PR #464, opened 2018-03-12
Fix server-side rendering of data with UTF-8 special characters

ViliamKopecky:
### Is this a bug report?
 
Yes
 
 
 
 ### Environment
● ● ● ● ● ● ●
Exercise prompt:
Leaving every word in place, retype all of the listing.

Answer to the exercise:
PR #464, opened 2018-03-12
Fix server-side rendering of data with UTF-8 special characters

ViliamKopecky:
### Is this a bug report?
 
Yes
 
 
 
 ### Environment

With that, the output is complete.